As introvert, I already enjoyed my own company before moving to the city. I feel like to a certain extent that being an introvert made it a little easier for me to adjust to life in the city because I did not need people around me as often. In a way, moving actually helped me realize to what extent I did need others around because at times, when I was alone, I was lonely even though there were thousands of people around me physically. The author is right that "alone" does not necessarily mean "lonely" but moving to a city by yourself can be extremely lonely too.
"You'll realize you have the ability to conquer your fears"
This is completely true. Even the act of moving on your own is scary, but it is possible. For example, I do not like fire at all. However, my apartment has a gas stove and oven. I had to face my fear of fire if I wanted to cook anything that I could not use a microwave for. While I still do not like fire, I am not nearly as scared of my stove and oven as when I first moved in. This is just one example. Yes, I probably could have gotten over my fear of fire at home another way, but there are so many ways that you can conquer fears by being on your own and taking on a new place.
"You'll find absence makes the heart grow fonder"
This is indeed that case. When I went home in October, I found that I cherished my time with my family and friends much more because my time there was so limited. While I can stay in touch with them via phone calls, texts, Skype, Facebook, and Snapchat, there is nothing like getting to spent time with loved ones in person. Being away, in a way, has strengthened a number of my relationships with people at home. I only hope that my loved ones at home feel the same way.

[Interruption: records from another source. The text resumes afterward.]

PR #507, opened 2023-08-21
Ability to query point, line and rect drags for their click, hovered and held states

pozemka:
Hello again! Following #506 PR.

To be able to query states of draggable items I've added new optional arguments:
```cpp
IMPLOT_API bool DragPoint(int id, double* x, double* y, const ImVec4& col, float size = 4, ImPlotDragToolFlags flags = 0, 
    bool* clicked = nullptr, bool* hovered = nullptr, bool* held = nullptr);
```
When `clicked`, `hovered` or `held` provided it will be set to results of `ImGui::ButtonBehavior` function.

Example code:
```cpp
bool is_clicked = false;
ImPlot::DragPoint(key.id, &x, &y, ImVec4(1.0f, 0.0f, 1.0f, 1.0f), line_weight, 0, &is_clicked);
if (is_clicked)
{
  //process click
}
```

### DIFF
--- a/implot.cpp
+++ b/implot.cpp
@@ -4170,9 +4170,11 @@ bool DragRect(int n_id, double* x_min, double* y_min, double* x_max, double* y_m
 
     const bool mouse_inside = rect_grab.Contains(ImGui::GetMousePos());
     const bool mouse_clicked = ImGui::IsMouseClicked(0);
+    const bool mouse_down = ImGui::IsMouseDown(0);
     if (input && mouse_inside) {
         if (out_clicked) *out_clicked = *out_clicked || mouse_clicked;
-        if (out_hovered) *out_hovered = true;        
+        if (out_hovered) *out_hovered = true;
+        if (out_held)    *out_held    = *out_held    || mouse_down;
     }
 
     PushPlotClipRect();
--- a/implot.cpp
+++ b/implot.cpp
@@ -3894,7 +3894,7 @@ IMPLOT_API void TagYV(double y, const ImVec4& color, const char* fmt, va_list ar
 
 static const float DRAG_GRAB_HALF_SIZE = 4.0f;
 
-bool DragPoint(int n_id, double* x, double* y, const ImVec4& col, float radius, ImPlotDragToolFlags flags, bool* is_clicked, bool* is_hovered, bool* is_held) {
+bool DragPoint(int n_id, double* x, double* y, const ImVec4& col, float radius, ImPlotDragToolFlags flags, bool* out_clicked, bool* out_hovered, bool* out_held) {
     ImGui::PushID("#IMPLOT_DRAG_POINT");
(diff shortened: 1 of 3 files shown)


epezent:
Two comments:

1. Let's name the arguments `out_clicked`, `out_hovered`, `out_held` to be consistent with `ImGui::ButtonBehavior`
2. `DragRect` calls `ImGui::ButtonBehavior` button behavior five times -- once for the center, and once for each corner. We need to handle this somehow. A couple options:
    -  change the output args to bool out_xxx[5]
    - aggregate the outputs, e.g. `*is_clicked = *is_clicked || clicked`
    - should report the state change of the center

The first option feels heavy, the last one feels misleading. So perhaps the second option is the best generalization. Also, `DragRect` might want to report "hovered" when the cursor is inside the rect (but not necessarily hovering one of the control points). 

Thoughts?

pozemka:
1. Comments added
2. Arguments renamed
3. `DragRect` is tricky. 🤔 In my opinion most useful would be to know if it was clicked anywhere. Actually I can imagine scenarios when user would be interested in clicks on corner points or edges but then we could also imagine need for a RMB, Scroll etc. So I think it is better to provide facility to handle most common case. 

I've added handling of events on entire rectangle:
```cpp
if (input) {
    // Entire rectangle
    ImGuiID r_id = id + 5;
    ImGui::KeepAliveID(r_id);
    bool is_hovered = false;
    bool is_held = false;
    bool is_clicked = ImGui::ButtonBehavior(rect, r_id, &is_hovered, &is_held);
    if (out_clicked)
        *out_clicked = is_clicked;
    if (out_hovered)
        *out_hovered = is_hovered;
    if (out_held)
        *out_held = is_held;
}
```
But I not sure about `r_id` value for this ButtonBehavior. In the loop earlier it had values `id+1 .. id+4` so `id + 5` seems correct?

Also I have update example code to print info about state of draggable items (only one item per plot though):
image

epezent:
@pozemka, I just pushed a few changes:

1. We can't use a ButtonBehavior for the entire rect because it prevents the mouse from passing through and interacting with the plot. This is problematic if the rect covers or exceeds the plot extents (basically makes the entire plot unusable). But, I agree with you on the rect needing to provide click/hover events for its interior, so I added some custom logic to handle this case. 
2. I updated the demo examples to show something a bit more interesting/practical (changes line thickness when hovered etc.)
3. Just a few preferential changes to the documentation and code. 

Let me know what you think and we'll merge this...

pozemka:
I've looked through your commit.
Everything seems fine. My initial thought was thath this code
```cpp
const bool mouse_inside = rect_grab.Contains(ImGui::GetMousePos());
const bool mouse_clicked = ImGui::IsMouseClicked(0);
if (input && mouse_inside) {
    if (out_clicked) *out_clicked = *out_clicked || mouse_clicked;
    if (out_hovered) *out_hovered = true;        
}
```
Makes previous hover/click checks unnecessary. But parts of the grab points are outside of the rect so they should be handled too.
Only thing I could imagine as missing is that the rect itself has no held state (grab points have it). So I have added `ImGui::IsMouseDown`.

"You'll grow and develop as a person"
Though I have only been living in New York City a few months, I already know that it is having an impact on me. This relates to a fear I had before moving to New York City. I still wanted to be me. I did not want the city to change me. While I recognize that change will be natural from being in school and living here, but I still wanted to be me. Even if I never call New York City home, there will be no denying that living in the city will have shaped me in to the person I become.
It may seem like I am quite critical of the idea of moving to a city where you do not know a single soul, that is not exactly the case. Though I am still trying to decide how I feel about living in the city, I would not trade my experience of moving here. Coming to school here was what I wanted, in part to have an opportunity to experience a city, not necessarily living in a city where I did not know any one, but simply the experience of life in a city.
So, if you want to move to a new city where no one knows you, do it! It is a scary, yet exciting learning experience. The most important thing is to be yourself wherever you are.